Abstract

This defines a method of hard forking while maintaining the exact functionality of existing account by allowing multiple versions of the virtual machines to execute in the same block. This is also useful to define future account state structures when we introduce the on-chain WebAssembly virtual machine.

Motivation

When EIP150 was activated on Ethereum Classic, it was critised that it changes the behaviour of many existing smart contracts on the blockchain, and made several ones unusable. The same thing will also happen in the future if we decided to add some of the Byzantium hard forks to Ethereum Classic.

Take the REVERT opcode as an example. Currently there’re already many contracts on the Ethereum Classic blockchain with the REVERT opcode. This opcode is now considered invalid. When EVM executes to REVERT, it will treat it as an invalid opcode, consume all the gases, and return an error. However, when we hard fork to define the actual REVERT, existing users would suddenly find that the behavior of their existing contract would have changed – instead of consuming all gases, it will now only consume less than the given gas limit and return. Several on-chain contract might rely on the old behavior for some of their functionality. Besides, if a dapp developer does not follow the hard fork, he or she will suddenly find that the dapp might suddenly break because the existing method to detect whether a contract execution succeeds or not does not work any more.

One of the important mission of blockchain is to “become your own bank”. In Bitcoin, that means once a transaction is executed, the fund will always be controlled by the receiver unless he or she sends it out again. In Ethereum, an additional important property is that, once a smart contract is deployed, it should always execute in the original expected manner. As a result, it is important to have a way to maintain compatibility of existing contracts and at the same time easily add new protocol features.

Note that this specification might not apply to all hard forks. We have emergency hard forks in the past due to network attacks. Whether they should maintain existing account compatibility should be evaluated in individual basis. If the attack can only be executed once against some particular contracts, then the scheme defined here might still be applicable. Otherwise, having a plain emergency hard fork might still be a good idea.

Specification

Account State

After the first hard fork using this scheme, the account state stored in the world state trie is changed to become a five-item RLP encoding: nonce, balance, storageRoot, codeHash and version. The version field defines that when a contract call transaction or CALL opcode is executed against this contract, which version of the virtual machine should be used. Four-item RLP encoding account state are considered to have the version 0.

CREATE opcode and the contract creation transaction, however, would only deploy contracts of the newest version.

The behavior of CALLCODE and DELEGATECALL are not affected by the hard fork – they would fetch the contract code (even if the contract is deployed in a newer version) and still use the virtual machine version defined in the current contract (or in the case of within the input of contract creation transaction or CREATE opcode, the newest virtual machine version) to execute the code.

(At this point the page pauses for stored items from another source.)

Issue #11912, opened 2019-02-19
Refactor tracedSVG calls from transformer-sharp into plugin-sharp


oorestisime:
## Description

Right now tracedSVG support is handled mostly in the transformer plugin rather than the plugin-sharp itself. https://github.com/gatsbyjs/gatsby/blob/master/packages/gatsby-transformer-sharp/src/extend-node-type.js#L65

It would be better if plugin-sharp takes all the necessary configuration options and creates tracedSVG images when needed.

This would enable third-party plugins to add tracedSVG support without needing to take care of it on themselves

### A bit more context

A bit more context can be found here https://github.com/oorestisime/gatsby-remark-rehype-images/issues/2

## Problem

While the refactoring wouldn't be complicated or hard to do introduce a possible conflict. What happens when newest plugin-sharp is installed but transformer one is on the previous version?
Would the cache take it upon it hence not really create any issues?

pieh:
We talked with @oorestisime on discord a bit about it before he created the issue.

One of potential problem that I initially didn't thought about with this:
SVG tracing is considerably more expensive than base64 placeholder generation. Right now we only do this if user specifically request `tracedSVG` field on `fixed`/`fluid` objects/transformations (either directly or through our fragments).

Checking if `traceSVG` arg actually changes behaviour - because user definitely can do:
```graphql
fluid(maxWidth: 800, traceSVG: { color: "#FF0000" }) {
  ... GatsbyImageSharpFluid
}
```
which doesn't contain `tracedSVG` field and currently wouldn't cause svg tracing - but would if we only checks for args.

But we could definitely provide convience utility that would not cause change for `gatsby-transformer-sharp` by having extra flag in args:

```js
const { fluid } = require(`gatsby-plugin-sharp`)
[...]
fluid({
  ...allUsualArgs,
  tracedSVG: {
    color: "#FF0000"
  },
  generateTracedSVG: true // if this is true and `tracedSVG` options are passed - then generate traced svg
})
```
?

oorestisime:
Yeap sounds fair to me.
and actually pass those flags along from transformer as well?

pieh:
I think transformer would need to stay as-is unless we have access to what subfields are requested at `fluid`/`fixed` resolver level (no idea if we do)

PR #11981, opened 2019-02-22
feat(gatsby-plugin-sharp): Add tracedSVG option in fluid and fixed processors

oorestisime:
Fix: #11912

### DIFF
--- a/packages/gatsby-plugin-sharp/src/__tests__/index.js
+++ b/packages/gatsby-plugin-sharp/src/__tests__/index.js
@@ -319,6 +319,53 @@ describe(`gatsby-plugin-sharp`, () => {
       expect(result).toMatchSnapshot()
     })
   })
+
+  describe(`tracedSVG`, () => {
+    it(`doesn't always run`, async () => {
+      const args = {
+        maxWidth: 100,
+        width: 100,
+        tracedSVG: { color: `#FF0000` },
+      }
+
+      let result = await fixed({
+        file,
+        args,
+      })
+
+      expect(result.tracedSVG).toBeUndefined()
+
+      result = await fluid({
+        file,
+        args,
+      })
+
+      expect(result.tracedSVG).toBeUndefined()
+    })
+
+    it(`runs on demand`, async () => {
+      const args = {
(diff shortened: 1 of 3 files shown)


wardpeet:
Mind adding some tests for it? It's good enough to just test if traceSVG is ran with the correct values. And not ran if it's not needed ^^
https://github.com/gatsbyjs/gatsby/blob/master/packages/gatsby-plugin-sharp/src/__tests__/index.js

oorestisime:
Oups sorry didn't pay attention to tests.

I also kind of avoided duplicate code from my first commit. i am not sure though if it is  explicit enough. or maybe a better function name. let me know

packages/gatsby-plugin-sharp/src/__tests__/index.js
```diff
@@ -319,6 +319,53 @@ describe(`gatsby-plugin-sharp`, () => {
...
+        width: 100,
+        tracedSVG: { color: `#FF0000` },
+      }
+
+      let result = await fixed({
+        file,
+        args,
+      })
+
+      expect(result.tracedSVG).toBeUndefined()
```
sidharthachatterjee: I'd add a jest mock for the `traceSVG` function (it's already exported) and add an assertion that it's not called. What do you think?

oorestisime: Any way i could mock this properly?

thought about

```
const spy = jest.spyOn(rest, `traceSVG`)

    beforeEach(() => {
      spy.mockClear()
    })

    afterAll(() => {
      spy.mockClear()
    })
```

with rest

```
const {
  base64,
  fluid,
  fixed,
  queueImageResizing,
  getImageSize,
  ...rest
} = require(`../`)
```

sidharthachatterjee: This seems trickier than I initially thought

Guess we should merge and iterate on the tests and the code (to make it easier to test) later

sidharthachatterjee:
Published in gatsby-plugin-sharp@2.0.22

PR #11986, opened 2019-02-22
chore(gatsby-source-contentful): Remove stale files

stefanprobst:
The `gatsby-source-contentful` plugin seems to have two unused, transpiled files in its repo. Could someone double check they are indeed not used?


sidharthachatterjee:
Published in gatsby-source-contentful@2.0.31

PR #13228, opened 2019-04-08
[www] Show no sidebar on top-level markdown pages

marcysutton:
## Description

The Accessibility Statement makes sense to be top level, so I added the Markdown file to the base `/docs` directory. It was showing the tutorial sidebar due to some code in the docs-markdown template: https://github.com/gatsbyjs/gatsby/blob/master/www/src/templates/template-docs-markdown.js#L59

This PR simply removes the fallback array entry with the Tutorial sidebar. I wasn't sure if there were some tests I should update as well (that would make sense!). It seemed to work fine locally.

### DIFF
--- a/www/src/templates/template-docs-markdown.js
+++ b/www/src/templates/template-docs-markdown.js
@@ -56,7 +56,7 @@ const getDocsData = location => {
     tutorial: itemListTutorial,
   }
 
-  return [urlSegment, itemListLookup[urlSegment] || itemListTutorial]
+  return [urlSegment, itemListLookup[urlSegment]]
 }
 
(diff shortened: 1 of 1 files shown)


fk:
>  I wasn't sure if there were some tests I should update as well (that would make sense!).

There aren't any, but there is … where … ah: #12545 (and you know about that already ;-)).

marcysutton:
Sweet! Perhaps we could add some sidebar tests once that PR is merged. As long as @DSchau doesn't see any issues, it might be good to merge this one so the Accessibility Statement page doesn't have an irrelevant sidebar.

PR #13230, opened 2019-04-08
fix(e2e-tests): run gatsby-dev without --copy-all

pieh:


DSchau:
@pieh I did validate this seems to be the fix for the e2e tests. However -- looks like the integration tests failed (for some reason) in 153dfdf.

I'll have a little time to check this out tomorrow--but I actually think we can/should merge this for the e2e tests.

sidharthachatterjee:
@DSchau Integration tests were fixed in https://github.com/gatsbyjs/gatsby/pull/13251. Merging this in.

Issue #7064, opened 2018-08-06
Investigate compiling `node_modules` code


m-allanson:
## Summary

Investigate:

Copy [CRA's implementation for compiling `node_modules` with babel-preset-env](https://github.com/facebook/create-react-app/pull/3776) which will fix problems like https://github.com/gatsbyjs/gatsby/issues/3780

Taken from #3870

jarreds:
Definitely interested in this. With more modules moving to ES6 and the need to support older browsers (Google bot 👀), this would be wonderful. Currently using old ES5 versions of the problematic modules. Not great.

Even if it's not the default, an easy way to flag compilation of `node_modules` would be great.

m-allanson:
This probably won't be done for the initial v2 release.

ZLevine:
Any idea if this is on the roadmap for the near future?

pgegenfurtner:
Any news on this? With the new theming capabilities it would be a great addition to extract graphql fragments into a theme. Or could this be achieved in any other way?

DSchau:
@pgegenfurtner great point! So how we currently handle this now is we leverage the existing APIs we already offer. Longer term--we'd like to _not_ have to do this (e.g. transpile node_modules) but for now, you can just use `onCreateWebpackConfig` to transpile the current theme.

For an example, check out my [blog-theme](https://github.com/DSchau/gatsby-theme-blog/blob/master/gatsby-node.js#L130).

There's some indirection there, so the general idea is as simple as:

```js
exports.onCreateWebpackConfig = function onCreateWebpackConfig({ actions, loaders }) {
  actions.setWebpackConfig({
    module: {
      rules: [
        {
          test: 'gatsby-theme-your-theme',
          use: [loaders.js()],
        },
      ],
    },
  });
}
```

Definitely your point is well taken that this can be improved.

As far as fragments go--we currently (automatically) inspect fragments in a package named `gatsby-theme-*`, but longer term, anything added to the `themes` (currently experimentalThemes) will automatically be loaded and the fragments and graphql queries will be available!

pgegenfurtner:
@DSchau thank you for your quick response!
Via [this issue](https://github.com/ChristopherBiscardi/gatsby-theme-examples/issues/14) and your [fixing commit](https://github.com/gatsbyjs/gatsby/pull/10835) I found out about the naming convention with `gatsby-theme-*`. It works just like I imagined!

Definitely one of the best new gatsby features.

[...]

PR #13241, opened 2019-04-09
chore(gatsby): add ie polyfill to webpack entry

### LINKED ISSUE #7003: [v2] IE11 throws Objects are not valid as a React child

nihgwu:
## Description

This PR adds polyfill for IE according to the `browserlist` config, the current polyfill strategy (`useBuiltIns: usage`) works well in most cases, but I encountered with errors only on IE in all my sites built with Gatsby, I digged a lot and found that(my guess) it's caused by the polyfill for `Symbol`, the `useBuiltIns: usage` doesn't work as `React` can live without `Symbol` so it's not polyfilled, but then it's polyfilled if the `Symbol` is used in other packages, so we have to add the `Symbol` polyfill before `React` bootstraps, here is my current solution for my sites https://github.com/Autodesk/react-base-table/blob/master/website/gatsby-node.js#L16

## Related Issues

Fixes #7003

### DIFF
--- a/packages/gatsby/src/utils/webpack.config.js
+++ b/packages/gatsby/src/utils/webpack.config.js
@@ -5,6 +5,7 @@ const path = require(`path`)
 const dotenv = require(`dotenv`)
 const FriendlyErrorsWebpackPlugin = require(`@pieh/friendly-errors-webpack-plugin`)
 const PnpWebpackPlugin = require(`pnp-webpack-plugin`)
+const browserslist = require(`browserslist`)
 const { store } = require(`../redux`)
 const { actions } = require(`../redux/actions`)
 const debug = require(`debug`)(`gatsby:webpack-config`)
@@ -28,6 +29,18 @@ module.exports = async (
   webpackPort = 1500
 ) => {
   const directoryPath = withBasePath(directory)
+
+  // Polyfil for IE support
+  const supportedBrowsers = browserslist(program.browserslist)
+  let iePolyfil = false
+  if (
+    supportedBrowsers.includes(`ie 9`) ||
+    supportedBrowsers.includes(`ie 10`)
+  ) {
+    iePolyfil = `react-app-polyfill/ie9`
+  } else if (supportedBrowsers.includes(`ie 11`)) {
+    iePolyfil = `react-app-polyfill/ie11`
+  }
 
   process.env.GATSBY_BUILD_STAGE = suppliedStage
 
@@ -151,12 +164,13 @@ module.exports = async (
       case `develop`:
         return {
           commons: [
+            iePolyfil,
             `event-source-polyfill`,
             `${require.resolve(
               `webpack-hot-middleware/client`
             )}?path=${getHmrPath()}`,
             directoryPath(`.cache/app`),
-          ],
+          ].filter(Boolean),
         }
       case `develop-html`:
         return {
@@ -168,7 +182,9 @@ module.exports = async (
         }
       case `build-javascript`:
         return {
-          app: directoryPath(`.cache/production-app`),
+          app: [iePolyfil, directoryPath(`.cache/production-app`)].filter(
+            Boolean
+          ),
         }
       default:
         throw new Error(`The state requested ${stage} doesn't exist.`)
--- a/packages/gatsby/src/utils/webpack.config.js
+++ b/packages/gatsby/src/utils/webpack.config.js
@@ -30,16 +30,16 @@ module.exports = async (
 ) => {
   const directoryPath = withBasePath(directory)
 
-  // Polyfil for IE support
+  // Polyfill for IE support
   const supportedBrowsers = browserslist(program.browserslist)
-  let iePolyfil = false
+  let iePolyfill = false
   if (
     supportedBrowsers.includes(`ie 9`) ||
     supportedBrowsers.includes(`ie 10`)
   ) {
-    iePolyfil = `react-app-polyfill/ie9`
+    iePolyfill = `react-app-polyfill/ie9`
   } else if (supportedBrowsers.includes(`ie 11`)) {
-    iePolyfil = `react-app-polyfill/ie11`
+    iePolyfill = `react-app-polyfill/ie11`
   }
 
   process.env.GATSBY_BUILD_STAGE = suppliedStage
@@ -164,7 +164,7 @@ module.exports = async (
       case `develop`:
         return {
           commons: [
-            iePolyfil,
+            iePolyfill,
             `event-source-polyfill`,
             `${require.resolve(
               `webpack-hot-middleware/client`
@@ -182,7 +182,7 @@ module.exports = async (
         }
       case `build-javascript`:
         return {
-          app: [iePolyfil, directoryPath(`.cache/production-app`)].filter(
+          app: [iePolyfill, directoryPath(`.cache/production-app`)].filter(
             Boolean
           ),
         }
--- a/docs/docs/browser-support.md
+++ b/docs/docs/browser-support.md
@@ -49,8 +49,6 @@ By default, Gatsby emulates the following config:
 If you only support newer browsers, make sure to specify this in your
 `package.json`. This will often enable you to ship smaller JavaScript files.
 
-## Note about IE < 11
+## Note about IE support
 
-React depends on collection types `Map` and `Set`. While these are not used by Gatsby, Gatsby uses React and you will need to polyfill these if you support older browsers and devices including IE < 11.
-
-Read more about this in [https://reactjs.org/docs/javascript-environment-requirements.html](https://reactjs.org/docs/javascript-environment-requirements.html)
+Gatsby will polyfil minimum requirements for IE support according to the `browserslist` config.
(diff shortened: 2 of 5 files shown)


wardpeet:
This PR looks really great! It's a bit weird that babel-polyfill isn't polyfilling. Let me dig into that first before proceeding with this PR.

nihgwu:
I guess that's because in SSR building, `React` is being processed but `Symbol` is not polyfilled as it's optional, React will use a fallback, then processing the third-party packages, `Symbol` is polyfilled because of `useBuiltIns=true` (I included the third-party packages for `babel-loader`), then you deploy the SSR output, `React` detects mismatch of elements, so I tried to polyfill `Symbol` before `React` and it works like a . charm, and I find there are a lot of this kind of errors like reported in #7003 not only in Gatsby, but most of answers are not really helpful, someone found that add `@babel/polyfill` before the entry solve the problem, but I guess the polyfill for `Symbol` is the key as other polyfills should work with `useBuiltins=true`

packages/gatsby/src/utils/webpack.config.js
```diff
@@ -29,6 +30,18 @@ module.exports = async (
 ) => {
   const directoryPath = withBasePath(directory)
 
+  // Polyfill for IE support
+  const supportedBrowsers = browserslist(program.browserslist)
+  let iePolyfill = false
+  if (
+    supportedBrowsers.includes(`ie 9`) ||
+    supportedBrowsers.includes(`ie 10`)
```
nihgwu: there are `ie-mob 10` and `ie-mob 11`, should we also check for those versions? Personally I don't want to do that

packages/gatsby/src/utils/webpack.config.js
```diff
@@ -29,6 +30,18 @@ module.exports = async (
...
+  ) {
+    iePolyfill = `react-app-polyfill/ie9`
```
nihgwu: Actually we only need to polyfill `Set` `Map` `Symbol` and other polyfills will be done by `babel-loader`, we could create our own polyfill rules instead of using `react-app-polyfill`, but I love the best practice from `create-react-app`

nihgwu:
@wardpeet any chance to review? the change is relative slight but would save those who are struggling with IE support, especially the `Symbol` problem which is hard to identify, thanks

wardpeet:
Hey, sorry for the late response but we rather not make this change. We are more eager to go for https://github.com/gatsbyjs/gatsby/issues/7064. Which will let us babel transform all our plugins which will let babel-polyfill, polyfill all features.

At the moment there is a possible workaround by using https://www.gatsbyjs.org/packages/gatsby-plugin-compile-es6-packages/ and adding react-dom to that list.

We want you to know that we certainly want to keep you as a contributor to Gatsby.

nihgwu:
@wardpeet as I said, even you add those es6 packages to be compiled by babel loader, it won't solve the problem I pointed out, the `Symbol` polyfill issue, I did add those es6 packages in my project https://github.com/Autodesk/react-base-table/blob/master/website/gatsby-node.js#L35-L38, and it still doesn't help because of that

BTW, I'm ranked 21st in the contributors, I contributed a lot before but was busy with my own stuffs then. I just received my swags today(I got the coupons long before, but just used them last week), they are so good 😄

nihgwu:
Let me explain a bit more with IE, I'm using an ES6 package `react-inspector`, so I have to make it transpiled by babel, and that package also uses Symbol and Symbol is polyfilled by babel, but before that no packages use `Symbol` directly as they fallback if Symbol is not available like `var hasSymbol = typeof Symbol === 'function' && Symbol.for;`,  when I haven't used `react-inspector`, everything goes fine, as `Symbol` is not required, but when I navigate to the page used `react-inspector` the page will crash, because in this page, the Symbol is available since it's polyfilled, but `React` is initialized without Symbol support before that, so there are mismatches and throw `Objects are not valid as a React child (found: object with keys {$$typeof, type, key, ref, props, _owner}).`

pieh:
Hey @nihgwu! Did you by any chance check if https://github.com/gatsbyjs/gatsby/pull/14111 solve the problem? Ideally we could just use that and not add extra babel presets

nihgwu:
@pieh see my comment here https://github.com/gatsbyjs/gatsby/pull/13241#issuecomment-484060739, that PR just make all the packages transpiled by Babel, but still doesn't solve the Symbol issue I described

pieh:
> @pieh see my comment here [#13241 (comment)](https://github.com/gatsbyjs/gatsby/pull/13241#issuecomment-484060739), that PR just make all the packages transpiled by Babel, but still doesn't solve the Symbol issue I described

Hmm, I didn't try it, but if all packages would be transpiled (including React) - wouldn't @babel/preset-env pick up that it needs to polyfill Symbol and that would happen before react-inspector and then both React and react-inspector would use that polyfilled Symbol?

wardpeet:
https://github.com/gatsbyjs/gatsby/pull/14111 seems to work for react-inspector. Somehow I can't get your example working

nihgwu:
@wardpeet That PR works for `react-inspector` for sure, but I guess it should works for my site as well I guess, https://babeljs.io/repl#?babili=false&browsers=last%201%20versions&build=&builtIns=usage&spec=false&loose=true&code_lz=G4QwTgBAFiDODKBPAtgIwPYBsIF4IBdEAHAU3QDMIk0tcc8BycgVwDsBjfAS3VYYgBkAqigyYAdOXRgA3EA&debug=false&forceAllTransforms=false&shippedProposals=false&circleciRepo=&evaluate=false&fileSize=false&timeTravel=false&sourceType=module&lineWrap=true&presets=env&prettier=false&targets=&version=7.4.5&externalPlugins=%40babel%2Fplugin-proposal-private-methods%407.4.3%2C%40babel%2Fplugin-proposal-class-properties%407.4.0%2C%40babel%2Fplugin-proposal-object-rest-spread%407.4.3, the Symbol will be polyfilled then in a test expression, so it will be with React, I don't have a windows device to test, btw I updated my website a bit, not sure if it's related to your failure building

wardpeet:
I've tested https://github.com/gatsbyjs/gatsby/pull/14111 and got your example to work with the babel-loader PR.

Thanks a bunch for tackling this, sadly i'll be closing as babel-loader is a better approach as it will make our live easier when moving #14289 forward.

nihgwu:
@wardpeet Thanks so much for you for you patients

wardpeet:
@nihgwu Fix got p in `gatsby@2.11.0`.

Thank you, for your patience :wink:

nihgwu:
cool, will try, thanks

PR #13251, opened 2019-04-09
fix(gatsby-dev-cli): Persist verdaccio stuff in os.tmpdir

sidharthachatterjee:
It currently persists in a dir two steps back (where gatsby-dev is) and sometimes that isn't writable because of an operation previously run with `sudo` like in https://circleci.com/gh/gatsbyjs/gatsby/104049?utm_campaign=vcs-integration-link&utm_medium=referral&utm_source=github-build-link

Note: `require('os').tmpdir()` is good in Node.js 4 and up. So we're fine.


sidharthachatterjee:
Published in `gatsby-dev-cli@2.4.15`

PR #13256, opened 2019-04-09
chore(gatsby-cli): speed up the CLI by using ncc and compiling

### LINKED ISSUE #12953: Use https://zeit.co/blog/ncc to compile gatsby-cli to a single file for faster installs & startups
We want our CLI to be as fast as possible to install and bootup since we expect people to run it all the time. Compiling the package with [ncc](https://zeit.co/blog/ncc) could help a lot with that.

DSchau:
## Description

This PR introduces [ncc](https://github.com/zeit/ncc), which uses Webpack to compile a Node.js folder to a single file which purports to speed up boot-up/execution times drastically.

I saw _reasonable_ improvements in my testing, generally around ~`200ms` improvements in comparing compiled vs. the existing version. I think this would be more drastic on slower machines.

Note: I had to remove `update-notifier` which is failing on [this line](https://github.com/yeoman/update-notifier/blob/master/index.js#L15) via compilation through Webpack. This seems to be very valuable behavior--so we'll need to find a solution to that outside of just outright removal.

### Performance

I ran this script to loop 5 times and compare the timings:

```bash
#!/bin/bash
set -e # fail on errors, what a novel concept
ITERATIONS=5
FOLDER_NAME="test"
declare -a NCC_TIMINGS
declare -a NODE_TIMINGS

rm -rf $FOLDER_NAME
gatsby new $FOLDER_NAME

cd $FOLDER_NAME

for i in `seq 1 ${ITERATIONS}`;
do
  rm -rf .cache public
  echo "NODE ================"
  NODE_TIMINGS[$i]=$(time node ../../gatsby/packages/gatsby-cli/lib/index.js build)
  echo "NCC ================"
  NCC_TIMINGS[$i]=$(time node ../../gatsby/packages/gatsby-cli/dist/index.js build)
  rm -rf .cache public
done    
```

## Related Issues

Closes #12953

Blocked by yeoman/update-notifier#123


KyleAMathews:
Very cool! And yeah, this would be vastly faster on computers with slow hard drives. I've seen people starting gatsby on slow computers and it's easily 2-4x slower than a new Mac.

DSchau:
We'll also need to keep the lib/ directory around for backwards compatibility reasons (thus the _very helpful_ suite of failing e2e tests).

DSchau:
Just need to add the lib/ directory back and this is mostly good to go. Will want to find a workaround for update-notifier, though.

packages/gatsby-cli/package.json
```diff
@@ -21,7 +22,7 @@
     "convert-hrtime": "^2.0.0",
     "core-js": "^2.5.0",
     "envinfo": "^5.8.1",
-    "execa": "^0.8.0",
+    "execa": "^1.0.0",
```
DSchau: Was running into issues--this seems to not have any breaking changes for us!

KyleAMathews:
The latest version of update-notifier only supports Node 8+ https://github.com/yeoman/update-notifier/commit/aafd8a04737efb798925ad1ba321965ec8e7a460

So we still might want to fork an older version until v3.

DSchau:
@KyleAMathews good catch. That was technically already an issue though, right?

e.g. our dependency range was `^2.3.0` which includes the latest releases.

KyleAMathews:
haha yeah — I guess they didn't think dropping support is a breaking change 🤷‍♂ 

Perhaps this is why we have so few node 6 users 🤔

wardpeet:
@DSchau After the merge I can fix update-notifier to be compliant with webpack, so we can remove our own published version. On the node 8 front I think they'll publish to version 3 so we should be good with keeping us at version ^2.0.0

wardpeet:
oh ncc has it's own webpack config we can't really touch... that's a bummer. We could put upgrade-notifier as an external..

wardpeet:
just tested it a few times on windows and it's about 250ms slower on default starter (on my machine). Should we keep lib? As you don't include it in your npm package so we might want to clean it up after ncc is done?

DSchau:
I want to investigate @wardpeet's findings earlier before we merge this, because it should absolutely provide a speed-up in all cases due to decreased start-up cost!

DSchau:
Due to the additional complexity, and the uncertainty around whether this change actually makes a meaningful difference in start-up time (and more broadly speaking, general CLI time), going to close this out. We can revisit in the future (and use this PR as a basis).

PR #13258, opened 2019-04-09
Updated part zero to move optional links to references section

### LINKED ISSUE #12845: Bring tutorial into alignment with style guide section regarding reducing hyperlinks
## Summary

Bring tutorial into alignment with style guide section regarding reducing hyperlinks: https://www.gatsbyjs.org/contributing/gatsby-style-guide/#dont-make-users-think-more-than-is-necessary

All hyperlinks that aren't strictly necessary for beginners to complete the steps of the tutorial should be removed and/or moved to the bottom of the page in an "additional resources" section.

### Basic example

For example, this section has a link to 404 pages and to API docs, neither of which are necessary for beginners to complete the tasks of the tutorial. https://www.gatsbyjs.org/tutorial/part-one/#-using-the-link--component

### Motivation

We are doing this to make sure beginners don't get side-tracked more than is necessary. We want this tutorial to be as powerful as possible. It isn't easy to do this, and will likely require this kind of maintenance to bring it back into alignment with the style guide on a regular basis.

shannonbux:
Partially fixes #12845 

Moves optional learning materials into a References section at the bottom of Part Zero.

It would be cool to have footnotes...maybe. Those can be distracting a bit too, just less distracting.

### DIFF
--- a/docs/tutorial/part-zero/index.md
+++ b/docs/tutorial/part-zero/index.md
@@ -5,25 +5,11 @@ typora-copy-images-to: ./
 
 Before you start building your first Gatsby site, you’ll need to familiarize yourself with some core web technologies and make sure that you have installed all required software tools.
 
-## Overview of core technologies
-
-It’s not necessary to be an expert with these already — if you’re not, don’t worry! You’ll pick up a lot through the course of this tutorial series. These are some of the main web technologies you’ll use when building a Gatsby site:
-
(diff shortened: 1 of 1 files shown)


lannonbr:
Good stuff @shannonbux. I was watching someone go through the tutorial a few weeks back and they already knew web-dev and node stuff so pushing this content down to the bottom I think is a win.

PR #13260, opened 2019-04-09
fix(gatsby): fix infinite calls with circular nodes

### LINKED ISSUE #13259: Infinite recursion calls with circular nodes
## Description

After upgrade to gatsby 2.3.15, causing issue xiaoxinghu/orgajs#24.
Get errors like `RangeError: Maximum call stack size exceeded` when building with plugin [gatsby-tranformer-orga](https://github.com/xiaoxinghu/orgajs)

xiaoxinghu:
## Description

This should be a mistake, causing issues with nodes have `parent` field.

## Related Issues

#13259

### DIFF
--- a/packages/gatsby/src/schema/infer/example-value.js
+++ b/packages/gatsby/src/schema/infer/example-value.js
@@ -106,6 +106,7 @@ const getExampleObject = ({
         nodes: objects,
         prefix: selector,
         typeConflictReporter,
+        ignoreFields,
       })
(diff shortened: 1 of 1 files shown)


stefanprobst:
We don't include `ignoreFields` on deeper nesting levels on purpose, since it is perfectly valid  to e.g. have a `id` or `parent` field on a nested type. I commented on the linked issue as well -- a small reproduction repo would be very helpful to investigate. Thanks!!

There is no versioning for precompiled contracts. Once hard fork, they’re available for both old and new accounts.

Handle Receipts

For simplicity, transaction receipts are always of the newest format, but they should maintain compatibility by either having a default value or allowing null value for newly defined fields. In this way, virtual machines executed in older versions would not need to deal with the new fields in receipts.

Example

Consider we would like to have the REVERT opcode hard fork in Ethereum Classic using this scheme. After the hard fork, we have:

  • Existing accounts are still of four-item RLP encoding. When a transaction has to field pointing to them, they’re executed using version 0 of EVM. REVERT is the same as INVALID and consumes all the gases.
  • A new contract creation transaction is executed using version 1 virtual machine, and would only create version 1 account on the blockchain. When executing them, it uses version 1 of EVM and REVERT uses the new behavior.
  • When a version 0 account issues a CALL to version 1 account, sub-execution of the version 1 account uses the version 1 virtual machine.
  • When a version 1 account issues a CALL to version 0 account, sub-execution of the version 0 account uses the version 0 vritual machine.
  • When a version 0 account issues a CREATE, it always uses the newest version of the virtual machine, so it only creates version 1 new accounts.

Discussions

Performance

Currently nearly all full node implementations uses config parameters to decide which virtual machine version to use. Switching vitual machine version is simply an operation that changes a pointer using a different set of config parameters. As a result, this scheme has nearly zero impact to performance.

Smart Contract Boundary and Formal Verification

Many current efforts are on-going for getting smart contracts formally verified. However, for any hard fork that introduces new opcodes or change behaviors of existing opcodes would break the verification of an existing contract has previously be formally verified. Using the scheme described here, we define the boundary of how a smart contract interacts with the blockchain and it might help the formal verification efforts:

  • A smart contract has only immutable access to information of blockchain account balances and codes.
  • A smart contract has only immutable access of block information.
  • A smart contract or a contract creation transaction can modify only its own storage and codes.
  • A smart contract can only interact with the blockchain in a mutable way using CALL or CREATE.

WebAssembly

This scheme can also be helpful when we deploy on-chain WebAssembly virtual machine. In that case, WASM contracts and EVM contracts can co-exist and the execution boundary and interaction model are clearly defined as above.